For one, CPRS does not have billing and made adoption difficult in the past. Not to mention the fact that they kept rewriting it several times. The clinicians love it because it close fit they way they worked in VA. Not surprising since a ton of money was spent perfecting it in that way. But the problem is with moving it to a non-VA setting.
BTW, there are already efforts to make CPRS more generally applicable (http://worldvista.org/). They are not a major player yet however.

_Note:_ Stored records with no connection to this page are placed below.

PR #158, opened 2026-03-23
Define procedures for TOB vacancy appointments

jorydotcom:
This copy addresses #155 / how to handle vacancies.

### DIFF
--- a/CHARTER.md
+++ b/CHARTER.md
@@ -250,6 +250,11 @@ e. The TOB shall be composed of nine (9) individuals elected for their
    entity, or owned by or under common ownership with each other. TOB members
    may not designate alternative representatives.
 
+   In the event of a TOB vacancy, the remaining TOB members may either:
+   - i. Appoint an individual to fill the vacant seat. Appointed individuals serve until the next TOB election, no more than one calendar year from appointment.
+   - ii. Run a new election to fill the vacant seat. Elected individuals serve for the duration of the group term (f), no more than two calendar years from election.
+   - iii. Take no action.
+
 f. TOB members shall be split into two (2) groups, serving for a term of two
    (2) years on a staggered basis, where one group is elected each year. The
    initial TOB will have four (4) TOB members who will only serve for a term of


CHARTER.md
```diff
@@ -250,6 +250,11 @@ e. The TOB shall be composed of nine (9) individuals elected for their
    entity, or owned by or under common ownership with each other. TOB members
    may not designate alternative representatives.
 
+   In the event of a TOB vacancy, the remaining TOB members may either:
+   - i. Appoint an individual to fill the vacant seat. Appointed individuals serve until the next TOB election, no more than one calendar year from appointment.
+   - ii. Run a new election to fill the vacant seat. Elected individuals serve for the duration of the group term (f), no more than two calendar years from election.
```
samuelkarp, line 255:
```suggestion
   - ii. Run a new election to fill the vacant seat. Elected individuals serve for the duration of the group term (f), no more than two calendar years from election. A new election under this option is considered the next TOB election for the purposes of Section 6(e)(i) above.
```

CHARTER.md
```diff
@@ -250,6 +250,11 @@ e. The TOB shall be composed of nine (9) individuals elected for their
    entity, or owned by or under common ownership with each other. TOB members
    may not designate alternative representatives.
 
+   In the event of a TOB vacancy, the remaining TOB members may either:
+   - i. Appoint an individual to fill the vacant seat. Appointed individuals serve until the next TOB election, no more than one calendar year from appointment.
```
tianon, line 254: Is this a 2/3 vote?  Unanimous?  Majority?

(my personal opinion would be that this should be a high bar given it circumvents the normal flow - either 2/3 or unanimous with a slight preference for the latter)

This being one-year means we also have an automatic vacancy at the next election, right?  That wouldn't be filled from that election, because it would be part of the other group term.  That's sane (it lets the new crop participate in the appointment of that empty seat fresh again), but I want to make sure I'm understanding the timeline here.

CHARTER.md
sudo-bmitch: I was confused by this suggestion @samuelkarp. I think it's trying to say "if the TOB appoints an individual, and the original term remaining was for more than a year, then we must run a new election for the seat when there's 1 year remaining in the original term". If we leave this language out, we would still have the other options, giving us more flexibility (perhaps there's a reason we didn't run a new election before).

CHARTER.md
```diff
@@ -250,6 +250,11 @@ e. The TOB shall be composed of nine (9) individuals elected for their
    entity, or owned by or under common ownership with each other. TOB members
    may not designate alternative representatives.
 
+   In the event of a TOB vacancy, the remaining TOB members may either:
```
sudo-bmitch, line 253: We should clarify how the TOB decides which of the three options to use. Perhaps a simple majority vote, that defaults to (iii) no action when a majority cannot be reached?

CHARTER.md
samuelkarp: > I think it's trying to say "if the TOB appoints an individual, and the original term remaining was for more than a year, then we must run a new election for the seat when there's 1 year remaining in the original term"

No, that's not what I was trying to say.

The goal of this language was to allow the TOB to appoint someone immediately _and_ to subsequently run an election that would replace the appointed seat. Section 6(e)(i) says "until the next TOB election, no more than one calendar year" and the clarification here says "new elections even if they are not regularly scheduled still count". This was what @mikebrow had suggested on the call and I wanted to make sure it was captured in the text.

CHARTER.md
sudo-bmitch, line 254:
```suggestion
   - i. Appoint an individual to fill the vacant seat by vote of 2/3rds of the elected TOB members. Appointed individuals serve until the next TOB election, no more than one calendar year from appointment, at which time a seat vacancy is resolved by the next elected TOB. An appointed seat may be filled by a separate election according to Section 6(e)(ii).
```

CHARTER.md
sudo-bmitch: Got it. I added a suggestion for (i) above that feels like an easier read for me. Particularly since it's not clear we can do multiple options with the "either" phrasing on line 253.

CHARTER.md
samuelkarp: I don't think we need to define something separate for this from how TOB makes other decisions (which is already covered in the charter, see Section 6(n)).

CHARTER.md
samuelkarp: Section 6(n) already covers "consensus by default with 2/3 vote threshold"

samuelkarp: Section 6(n) already covers "consensus by default with a 2/3 vote threshold"

sudo-bmitch:
```suggestion
   - i. Appoint an individual to fill the vacant seat. Appointed individuals serve until the next TOB election, no more than one calendar year from appointment, at which time a seat vacancy is resolved by the next elected TOB. An appointed seat may be filled by a separate election according to Section 6(e)(ii).
```

mikebrow:
```suggestion
   - i. Appoint an individual to fill the vacant seat. Unless replaced by election according to Section 6(e)(ii), Appointed individuals serve until the next TOB election, no more than one calendar year from appointment.
```

and remove "either" 
In the event of a TOB vacancy, the remaining TOB members may:

PR #353, opened 2017-10-06
Add a missing comma.

Denaun:
Was causing both $lookup and $out to appear as invalid MongoDB commands,
instead of not implemented.


vmalloc:
Thanks!

Issue #356, opened 2017-10-20
find_and_modify accepts projection kwarg instead of fields


petee-d:
`find_and_modify` method should be accepting kwarg `fields` to specify the projection (https://docs.mongodb.com/manual/reference/method/db.collection.findAndModify/), instead in mongomock it accepts kwarg `projection` for that purpose, similar to the new `find_one_and_*` methods.

Since this lead to bugs in my project, in my fix PR I'll include a commit that will raise TypeError if projection kwarg is supplied, to help discover the true purpose of the bugs.

PR #357, opened 2017-10-20
Fix find and modify projection kwarg name

petee-d:
Fixes https://github.com/mongomock/mongomock/issues/356

If the TypeError is overkill, it can be removed from the PR, but I think it's better to let people know if they use find_and_modify in a wrong way explictly, instead of strange bugs in code using mongomock the wrong way no longer respecting projection.


vmalloc:
Thanks!

PR #359, opened 2017-10-25
Add 'With ... as' statement support

Celend:
Add `__enter__` and `__exit__` methods to support 'with ... as' statement for result cursor.


vmalloc:
@Celend Where is this behavior documented in pymongo?

vmalloc:
@Celend cool! Thanks!

Issue #348, opened 2017-08-28
push_all raises ValueError


nadavperetz:
When performing:

```
from mongoengine import Document, fields, register_connection, StringField

register_connection(alias='front_end', name='front_end', is_mock=True,
                    host=getattr(settings, 'MONGO_URI'), authentication_source='admin')


class PartnerTags(Document):
    partner_uuid = fields.StringField()
    key_values = fields.ListField(StringField())

    meta = {'db_alias': 'front_end', 'collection': 'partner_tags', 'strict': False}


PartnerTags.objects(partner_uuid=partner_uuid).update_one(upsert=True, **{
            'push_all__key_values': ["1", "2", "3"]
        })
```

Raises:

```
File"..python3.5/site-packages/mongomock/collection.py", line 600, in _update
    raise ValueError('field names cannot start with $ [{}]'.format(k))
ValueError: field names cannot start with $ [$pushAll]
```

Python 3.5
mongoengine 0.11/0.13/0.14 

Thanks

uelei:
I'm doing a PR for that ! 
can you try install from my repo and run your tests ! 

git+git://github.com/uelei/mongomock@pushall_agg

nadavperetz:
It worked!

pcorpet:
A loooooong time later: pushAll is actually deprecated in MongoDB [since v2.4](https://docs.mongodb.com/v3.2/reference/operator/update/pushAll/) and completely gone in MongoDB after v3.5. Mongoengine fixed that bug here: https://github.com/MongoEngine/mongoengine/pull/1737. So I think we can close this issue.

PR #361, opened 2017-11-15
add pushall to aggregation

uelei:
related to 
https://github.com/mongomock/mongomock/issues/348

### DIFF
--- a/mongomock/collection.py
+++ b/mongomock/collection.py
@@ -596,6 +596,59 @@ class Collection(object):
                                 push_results.append(value)
 
                             subdocument[nested_field_list[-1]] = push_results
+                elif k == '$pushAll':
+                    for field, value in iteritems(v):
+                        nested_field_list = field.rsplit('.')
+                        if len(nested_field_list) == 1:
+                            if field not in existing_document:
+                                existing_document[field] = []
+                            if isinstance(value, list):
+                                existing_document[field].extend(value)
+                            else:
+                                existing_document[field].append(value)
+                            continue
+                        # nested fields includes a positional element
+                        # need to find that element
+                        elif '$' in nested_field_list:
+                            if not subdocument:
+                                subdocument = self._get_subdocument(
+                                    existing_document, spec, nested_field_list)
+
+                            # we're pushing a list
+                            push_results = []
+                            if nested_field_list[-1] in subdocument:
+                                # if the list exists, then use that list
+                                push_results = subdocument[nested_field_list[-1]]
+
+                            if isinstance(value, list):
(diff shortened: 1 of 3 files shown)


tests/test__collection_api.py
```diff
@@ -1406,3 +1406,87 @@ def test_aggregate_unwind_push_first(self):
                 '_id': 'ooo'
             }]
         self.assertEqual(expect, list(actual))
+
+    def test_aggregate_unwind_pushall(self):
```
vmalloc: Please try to compact this code, it unnecessarily spans across a lot of lines...

tests/test__collection_api.py
```diff
@@ -1406,3 +1406,87 @@ def test_aggregate_unwind_push_first(self):
...
+                        }
+                    ],
+                    'id': 'ooo',
+                    'update_time': 1222
+                }
+            ]
+        )
+        actual = collection.aggregate(
+            [
+                {'$sort': {'update_time': -1}},
```
pcorpet, line 1458: This is unrelated to the feature you're trying to test. I would prefer to have unit tests specific to the feature that they are testing: if the test fails it's easier to understand what feature is causing it.

If you really want to test this whole features together, please create a separate test for it that you name accordingly.

mongomock/collection.py
```diff
@@ -1576,6 +1631,10 @@ def _extend_collection(out_collection, field, expression):
                                         if field not in doc_dict:
                                             doc_dict[field] = []
                                         doc_dict[field].extend(values)
+                                    elif operator == '$pushAll':
```
pcorpet, line 1634: It looks like the same implementation than the $push operator above: I think one of them is wrong. Let's fix this.

mongomock/collection.py
```diff
@@ -595,6 +595,59 @@ def _update(self, spec, document, upsert=False, manipulate=False,
                             else:
                                 push_results.append(value)
 
+                            subdocument[nested_field_list[-1]] = push_results
+                elif k == '$pushAll':
+                    for field, value in iteritems(v):
```
pcorpet, line 600: I have the feeling that most of this could be factorized with the $push implementation.

mongomock/collection.py
pcorpet: After checking, pushAll is not a valid group operator.
https://docs.mongodb.com/manual/reference/operator/aggregation/group/#pipe._S_group

pcorpet:
After digging some more in #348, I've decided we won't implement pushAll in mongomock. Sorry @uelei for letting your work wait for so long and reach that end.

PR #362, opened 2017-11-21
Fix behaviour of projection values in collection's find method.

pcorpet:
This avoids confusion for users who might use
```py
db.collection.find({}, {
  'myField': '1',
})
```

See the use of `'1'` instead of `1`: the mongomock library would have handled `'1'` as `0` in that case!

### DIFF
--- a/mongomock/collection.py
+++ b/mongomock/collection.py
@@ -808,8 +808,9 @@ class Collection(object):
                     doc_copy = container()
                 else:
                     doc_copy = self._copy_field(doc, container)
-            # if 1 was passed in as the field values, include those fields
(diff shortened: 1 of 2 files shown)


mongomock/collection.py
```diff
@@ -809,7 +809,7 @@ def _copy_only_fields(self, doc, fields, container):
                 else:
                     doc_copy = self._copy_field(doc, container)
             # if 1 was passed in as the field values, include those fields
```
jheden: Might want to change this to "if a truthy value", to reflect the change.

pcorpet: Done. Thanks.

PR #367, opened 2017-12-22
Make distinct() works with list of nested fields

audricschiltknecht:
Currently, calling distinct on a field that is a list of subdocuments only resolve distinct items of the first document.
Try to iterate through all of the values and correctly return the proper expected result.

This commit passes the tests (from what I can tell as some are failing on master branch) and works for my use case, but I would be interested in getting comments/critics from other people.


pcorpet:
@audricschiltknecht thanks for your proposal and sorry for not reviewing it earlier. I've rebased your code and added some tests. I would really like to add some tests in test__monogmock that cheks the differences between pymongo + MongoDb and mongomock, however for now it's not trivial as the result of distinct can have any order. I'll try to find a fix soonish.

Nobody takes the industry seriously. I have been employed by a company that develops an EMR for over 6 years. First HIPAA, I remember our boss came once and told us that if we didn't implement HIPAA by April 15, 2003, we would be out of the market. Guess what? Nobody did know what the heck was HIPAA. We added a few passwords here and there, restrictions, things like that, and suddenly were HIPAA compliant. Why? Because you are not forced to make them, just "try in good faith to make them". What kind of regulation is that one?
Now we have CCHIT. One certification per year, since 2006. If you approve CCHIT, you can continue in the market. If you don't... you can continue in the market. Nothing happens. They are trying to consolidate the market, but without ideas. Just throw a lot of requirements you need to follow, and once they all pass them, bring more, and then bring more.
EMR help doctors, but these regulations are aimed at shrinking the market. Will they continue shrinking it until there is a single EMR/EHR so that they don't have portability problems?
Let's see if Obama is serious or not.